Serine/threonine kinase AKT is frequently activated in human bile duct cancer and is associated with increased radioresistance

The prognosis for patients with bile duct cancer (BDC) remains poor. Although BDC cells are essentially radioresistant, recent reports have suggested that radiation therapy, in addition to its palliative role in the management of BDC, may improve patient survival. A better understanding of the mechanisms that lead to cellular radioresistance may assist in the development of more effective BDC therapies based on radiotherapy in combination with radiosensitizing agents. The serine/threonine kinase AKT/protein kinase B, a downstream effector of phosphatidylinositol 3'-kinase, is a well-characterized kinase that is known to play a critical role in antiapoptotic signaling pathways. In this investigation, we sought to clarify the role of AKT signaling in the radioresistance in BDC cells. First, to examine whether activated AKT is expressed in BDCs, tumor specimens were obtained from 19 consecutive BDC cases. Immunohistochemical staining using an anti-phosphorylated-AKT antibody showed that phosphorylated (activated) AKT was expressed in cancer cells but not in neighboring normal mucosa in 16 cases (84.2%).
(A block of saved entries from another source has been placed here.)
PR #6638, opened 2022-09-23
Link for downloading SBU dataset has changed. Enable the test again

### LINKED ISSUE #6390: SBU download is failing
This is happening since roughly a month (first detection in #6274), but was masked by #6268. 

http://www.cs.virginia.edu/~vicente/sbucaptions/

The server is still up, but the path is no longer valid. I'll reach out to the author to see if this can be fixed. In the meantime we should probably disable the test.

cc @pmeier @YosuaMichael

ambujpawar:
- [x] Closes #6390 

SBU seems to be working again. Therefore, removing it from expected failure test cases


pmeier (approved):
Thanks @ambujpawar! The author never replied if we are allowed to publish the image archive rather than just the URL list. Thus, this is still the best we can do.

pmeier:
@ambujpawar you don't need to regularly update your PR unless GH is showing you merge conflicts. We will update it before merge. Reviews might take some time since we experience some heavy internal workloads.

NicolasHug (approved):
Thanks both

Next, to evaluate the role of AKT activation in the regulation of BDC cell radiosensitivity, clonogenic assays were performed using the phosphatidylinositol 3'-kinase inhibitor LY294002 with and without irradiation. LY294002 inhibited AKT activation in BDC cells and, on irradiation, decreased clonogenic survival in a radiation dose-dependent manner. Only a small decrease in cell viability was observed in cells exposed to LY294002. Expression of constitutively active AKT in BDC cells resulted in decreased radiosensitivity, whereas a dominant-negative AKT increased radiosensitivity. Furthermore, constitutively active AKT also inhibited radiation-induced apoptosis. Collectively, these results indicate that activated AKT in BDC cells is associated with radioresistance and suggest that pharmacological or genetic modulation of AKT activity may have important therapeutic implications in BDC patients treated with radiation.